Темьян — весь в слободах, и слобожане все хлебопашцы. Окружил голод зеленым кольцом весь Темьян: только те, кто вокруг собора жили, не голодали: городничий, попы, казенные люди, купцы. Христа ради подавали луковку да горох: сперва по горстке, потом по полгорстке, потом по щепотке, потом по горошинке, а там и на соль перешли: подавали по крупинкам.

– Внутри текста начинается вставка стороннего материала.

PR #26764, opened 2026-03-18
Stage removal of URL-based DDS types

Abe27342:
## Description

Deployed Fluid-based solutions can run into problems when their customers have certain reverse-proxy solutions which rewrite URLs to go through predefined endpoint (this allows routing traffic through known domains which can be used for various interception purposes). The core problem in those cases is that JS bundles containing Fluid libraries have rewritten "Type" values for DDSes pointing to the intercepted reverse proxy domain. Concretely, the problem resembles:

Customer has a reverse proxy that's configured to route https://github.com to `my-reverse-proxy.com/?path=github.com`, where the my-reverse-proxy.com domain serves assets from github.com (or whatever's in the path parameter) but replaces any links on that domain with an analogous link to my-reverse-proxy.com.

Fluid DDS types resemble URLs but they are not actually used as such, they function as registry keys. Furthermore, they are persisted in the document under the channel attributes blob. So, such auto-rewriting of URLs causes issues where documents created on a device subject to such a reverse proxy solution would only be usable as long as the reverse proxy has the exact same sort of configuration (and documents created on a device without that sort of thing would not be openable on one that does have such redirection). All of this looks effectively like document corruption to the user.

Historically, I believe URL-like values for DDSes were chosen when Fluid had more ambition for loading DDSes dynamically. We are at this point very far from that space (instead opting to close DDS development to within the repository for API reasons). There's no reason these need to be URLs.

This stages a redirect table in the DDS lookup process that will allow us to later update the type values to be non-URL based. The change cannot be performed immediately for compatibility reasons at rollout time (risk of users with newer version of the code writing documents that older versions do not understand).

### DIFF
--- a/packages/dds/cell/src/cellFactory.ts
+++ b/packages/dds/cell/src/cellFactory.ts
@@ -26,6 +26,9 @@ export class CellFactory implements IChannelFactory<ISharedCell> {
 	/**
 	 * {@inheritDoc CellFactory."type"}
 	 */
+	// New type string, to be activated once the migration has been fully shipped dark and is safe to flip.
+	// See legacyTypeRedirects in packages/runtime/datastore/src/channelContext.ts.
+	// public static readonly Type = "SharedCell";
 	public static readonly Type = "https://graph.microsoft.com/types/cell";
 
 	/**
--- a/packages/dds/cell/src/cellFactory.ts
+++ b/packages/dds/cell/src/cellFactory.ts
@@ -27,8 +27,8 @@ export class CellFactory implements IChannelFactory<ISharedCell> {
 	 * {@inheritDoc CellFactory."type"}
 	 */
 	// New type string, to be activated once the migration has been fully shipped dark and is safe to flip.
-	// See legacyTypeRedirects in packages/runtime/datastore/src/channelContext.ts.
-	// public static readonly Type = "SharedCell";
+	// See LegacyTypeAwareRegistry in packages/runtime/datastore/src/dataStoreRuntime.ts.
+	// public static readonly Type = "cell";
 	public static readonly Type = "https://graph.microsoft.com/types/cell";
 
 	/**
--- a/packages/dds/sequence/src/sequenceFactory.ts
+++ b/packages/dds/sequence/src/sequenceFactory.ts
@@ -16,8 +16,6 @@ import { pkgVersion } from "./packageVersion.js";
 import { SharedStringClass, SharedStringSegment, type ISharedString } from "./sharedString.js";
 
 export class SharedStringFactory implements IChannelFactory<ISharedString> {
-	// TODO rename back to https://graph.microsoft.com/types/mergeTree/string once paparazzi is able to dynamically
-	// load code (UPDATE: paparazzi is gone... anything to do here?)
 	// New type string, to be activated once the migration has been fully shipped dark and is safe to flip.
 	// See LegacyTypeAwareRegistry in packages/runtime/datastore/src/dataStoreRuntime.ts.
 	// public static Type = "mergeTree";
--- a/packages/dds/sequence/src/sequenceFactory.ts
+++ b/packages/dds/sequence/src/sequenceFactory.ts
@@ -18,6 +18,9 @@ import { SharedStringClass, SharedStringSegment, type ISharedString } from "./sh
 export class SharedStringFactory implements IChannelFactory<ISharedString> {
 	// TODO rename back to https://graph.microsoft.com/types/mergeTree/string once paparazzi is able to dynamically
 	// load code (UPDATE: paparazzi is gone... anything to do here?)
+	// New type string, to be activated once the migration has been fully shipped dark and is safe to flip.
+	// See legacyTypeRedirects in packages/runtime/datastore/src/channelContext.ts.
+	// public static Type = "SharedString";
 	public static Type = "https://graph.microsoft.com/types/mergeTree";
 
 	public static readonly Attributes: IChannelAttributes = {
--- a/packages/dds/sequence/src/sequenceFactory.ts
+++ b/packages/dds/sequence/src/sequenceFactory.ts
@@ -19,8 +19,8 @@ export class SharedStringFactory implements IChannelFactory<ISharedString> {
 	// TODO rename back to https://graph.microsoft.com/types/mergeTree/string once paparazzi is able to dynamically
 	// load code (UPDATE: paparazzi is gone... anything to do here?)
 	// New type string, to be activated once the migration has been fully shipped dark and is safe to flip.
-	// See legacyTypeRedirects in packages/runtime/datastore/src/channelContext.ts.
-	// public static Type = "SharedString";
+	// See LegacyTypeAwareRegistry in packages/runtime/datastore/src/dataStoreRuntime.ts.
+	// public static Type = "mergeTree";
 	public static Type = "https://graph.microsoft.com/types/mergeTree";
 
 	public static readonly Attributes: IChannelAttributes = {
--- a/packages/dds/tree/src/sharedTreeAttributes.ts
+++ b/packages/dds/tree/src/sharedTreeAttributes.ts
@@ -12,6 +12,11 @@ import { pkgVersion } from "./packageVersion.js";
  * @beta
  * @legacy
  */
+// New type string, to be activated once the migration has been fully shipped dark and is safe to flip.
+// See legacyTypeRedirects in packages/runtime/datastore/src/channelContext.ts.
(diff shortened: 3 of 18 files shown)


markfields:
@Abe27342 is the shape of the rewritten URLs consistent or predictable enough that we could also include in this fallback codepath some optimistic mapping from rewritten URLs to the known type?  To rescue those docs/tenants that have the reverse proxy problem.

packages/runtime/datastore/src/channelContext.ts
```diff
@@ -34,6 +34,35 @@ import type { ISharedObjectRegistry } from "./dataStoreRuntime.js";
...
+	"https://graph.microsoft.com/types/ink": "Ink",
+	"https://graph.microsoft.com/types/pact-map": "PactMap",
+	"https://graph.microsoft.com/types/task-manager": "TaskManager",
+	"https://graph.microsoft.com/types/consensus-queue": "ConsensusQueue",
+	"https://graph.microsoft.com/types/consensus-register-collection":
+		"ConsensusRegisterCollection",
+	"https://graph.microsoft.com/types/shared-summary-block": "SharedSummaryBlock",
+	"https://graph.microsoft.com/types/SharedArray": "SharedArray",
+	"https://graph.microsoft.com/types/signal": "SharedSignal",
+};
```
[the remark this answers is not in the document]
Abe27342: Going to reply here since it lets us keep the discussion to a comment thread, but fyi this applies to @markfields's comment [here](https://github.com/microsoft/FluidFramework/pull/26764#issuecomment-4084580036)

> @Abe27342 is the shape of the rewritten URLs consistent or predictable enough that we could also include in this fallback codepath some optimistic mapping from rewritten URLs to the known type? To rescue those docs/tenants that have the reverse proxy problem.

It's hard to say. From the telemetry we observed, the reverse proxy solutions mostly were using subdomain techniques in practice, so rather than map along the lines of what I put in the description, they were more like map github.com/foo to github.my-reverse-proxy.com/foo. So... we could consider something like "regex match on /types/{old-type-name} and forward" and I think this would work in practice but limit us flexibility for defining future DDSes. That's a reasonable tradeoff worth considering (ex: we commit to never including "/" in future DDS type names).

packages/runtime/datastore/src/channelContext.ts
```diff
@@ -168,7 +197,14 @@ export async function loadChannelFactoryAndAttributes(
 			}),
 		);
 	}
-	const factory = registry.get(channelFactoryType);
+	let factory = registry.get(channelFactoryType);
```
Abe27342: this redirect logic is actually not sufficient for rollout compat story. I'd fix that up before checking something like this in (and add some tests).

Specifically if the code here starts loading documents with the new Type fields, it doesn't map them to their correct DDSes, just errors. The code as presented is what needs to live long-term.

markfields: (mark as draft if not ready to merge?)

packages/runtime/datastore/src/channelContext.ts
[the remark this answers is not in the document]
anthony-murphy: won't this table just get re-written by the proxy? i'm fine to remove url like going forward. i wonder if we need to encode the old names? base64? so they can't be easily re-written by a proxy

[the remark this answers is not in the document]
anthony-murphy: i think all the customer problems are when they mix and match  proxy vs not. the solution today works if all usages go though the same proxy. it only fail when some users of a document proxy, and some do not

packages/dds/cell/src/cellFactory.ts
```diff
@@ -26,6 +26,9 @@ export class CellFactory implements IChannelFactory<ISharedCell> {
 	/**
 	 * {@inheritDoc CellFactory."type"}
 	 */
+	// New type string, to be activated once the migration has been fully shipped dark and is safe to flip.
+	// See legacyTypeRedirects in packages/runtime/datastore/src/channelContext.ts.
+	// public static readonly Type = "SharedCell";
```
ChumpChief: One feature of a URL is its uniqueness, which is an important property here too.  Maybe this would never be a problem worth worrying about, but we might consider:

1. Ensure uniqueness by appending a precomputed GUID as part of the type?
2. Include a versioning string of some sort?

I don't feel super-strongly about these at the moment though, it's not like these URLs do a great job of satisfying those requirements either.

packages/runtime/datastore/src/channelContext.ts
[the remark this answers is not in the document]
anthony-murphy: for the regex, couldn't we also only run that if we can find the type? so first is direct check? then encoded look up table? last we try a regex re-map. i think this doesn't limit the future, and the future will always pass direct check. regex re-map is just a last resort attempt and we would fail if we did nothing, so risk of being wrong isn't too bad

packages/dds/tree/src/sharedTreeAttributes.ts
```diff
@@ -12,6 +12,11 @@ import { pkgVersion } from "./packageVersion.js";
  * @beta
  * @legacy
  */
+// New type string, to be activated once the migration has been fully shipped dark and is safe to flip.
+// See legacyTypeRedirects in packages/runtime/datastore/src/channelContext.ts.
+// IMPORTANT: "SharedTree" cannot be used here because experimental/dds/tree already uses that string
```
ChumpChief: Maybe just call this "Tree"?

packages/dds/cell/src/cellFactory.ts
ChumpChief: Maybe don't add "Shared" in most cases - at least the ones that didn't already have it in the URL?
```suggestion
	// public static readonly Type = "Cell";
```

ChumpChief (commented):
I'm ok with this in concept, certainly as a fix for the issue you describe.

The probably-harder fix I prefer is to deprecate the `Type` static on the factory entirely, and instead have container and data object authors name the entries in their own registries.  I believe that last time I looked we depend on the static member internally though, so this is more a note for any future-thinking you're doing rather than a recommendation for this PR.

packages/dds/sequence/src/sequenceFactory.ts
```diff
@@ -18,6 +18,9 @@ import { SharedStringClass, SharedStringSegment, type ISharedString } from "./sh
 export class SharedStringFactory implements IChannelFactory<ISharedString> {
 	// TODO rename back to https://graph.microsoft.com/types/mergeTree/string once paparazzi is able to dynamically
 	// load code (UPDATE: paparazzi is gone... anything to do here?)
+	// New type string, to be activated once the migration has been fully shipped dark and is safe to flip.
```
Abe27342, line 19: if we're changing the type here anyway, do we want to address the pre-existing TODO at the same time? it will make the back-compat code a little more complex (need to have a lookup map rather than just prefix check), but might be worth it. Up to reviewer IMO; either way is ok with me.

packages/runtime/datastore/src/channelContext.ts
Abe27342: Probably fair on the first iteration, but seems like general response is pretty favorable and I'd like to go through with getting it or a variant of it merged. So I'll leave it as non-draft.

(this comment is now addressed in latest anyway)

anthony-murphy (approved):

packages/dds/sequence/src/sequenceFactory.ts
anthony-murphy: i'm fine with merge tree. these aren't really exposed, so i don't think clean up of an internal name is really worth it. i think its also fine to remove the comment

Abe27342: works for me. Removed.

packages/dds/cell/src/cellFactory.ts
Abe27342: using GUIDs from the start would be reasonable but I think introducing them at this point is not really worth it considering we now have effectively a closed ecosystem of identifiers we need to support.

In terms of versioning, my gut is to build something like that we wouldn't want to overload the function of `type` here and instead lean more heavily on other information in the attributes blob (we already write a "version" field which is pointless today)

packages/dds/tree/src/sharedTreeAttributes.ts
Abe27342: Yeah--latest version opts instead to just drop all of the initial part of the URLs. That keeps the update rule / logic simple and avoids need for a full lookup path.

steffenloesch (approved):
Looks good to me. We should have a work item to track this, so that we'll switch to the non-url `Type` in a few weeks.

noencke (approved):
Approved for 🌳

Но пришло время — стали на нищий зов выносить христолюбцы под окно ковшик воды и, потупясь, винились:
— Не взыщи. Испей, Христа ради.
И пил прохожий, и благодарил:
— Спаси тебя, Христос.
И, бывало, вода ключевая осолялась в ковшике крупной слезой.
Соль слезная у всех была, а хлеба ни у кого не стало.
Стали темьянцы зазывать к себе попов и просить:
— Приготовь меня. Я умирать скоро буду. Доедаю последнюю горсть муки.
Поп шел, а его на дороге перехватывали в соседний дом:
— К нам к первым иди: там доедают, а мы доели. Готовь нас: помираем.
Попы ходили из дома в дом до ýстали.
Голод и болезни косили народ, как траву. На кладбищах некому было могилы копать: на Божьей ниве от всходов тесно — гуще урожайных колосьев поднялись березовые кресты.
В то старинное время объявился в Темьяне человек незнаемый — средовек, в чистом белом азяме, в сапогах; глаза карие, борода светлая, лицом бел. Ходил он по площадям, по переулкам, по домам, по кладбищам, и везде всем одно и то же говорил. Скажут ему: «Умирать пора, раб Божий», — а он — одно всем:
— Зачем умирать? Бог жить велел. Мы жить будем.
Городничий Федорчук взял его на расспрос и вызнавал старого: кто? да откуда? да зачем? Все было в порядке: человек вольный, по собственному паспорту, из мещан московских, по рыбному делу, подать уплочена, все чисто.
— Что же ты у меня в Темьяне будешь делать? — спросил городничий. — Ты народ смущаешь. У нас голод, беда. У нас тебе не место.
— Я и не буду в Темьяне, — человек отвечал. — Я беду с собой увезу.
— Как увезешь? Ты не Бог.
— С Богом и увезу.
Городничий расспрашивать не стал, погрозил пальцем и отрезал:
–Увезешь или нет, а сам себя увози. Не то — быть тебе в остроге.
На другое же утро выехал человек из Темьяна — выехал в кибитке: простая телега; полтелеги накрыто рогожей; под рогожей на перекладине подвешен малый колокол, совсем простой, веревка привешена к языку. А в кибитке, в глубине, один седок — Спасов образ.
Человек выехал на клячонке, перекрестился на все четыре стороны и ударил в колокол: повез Спаса-седока по русской земле.
Первый, кто встретился на дороге, шапку снял, заслышав его звон, и спросил человека:
— На колокол собираешь Спасов?
— Нет, — отвечал, — Спасу на голодный кус.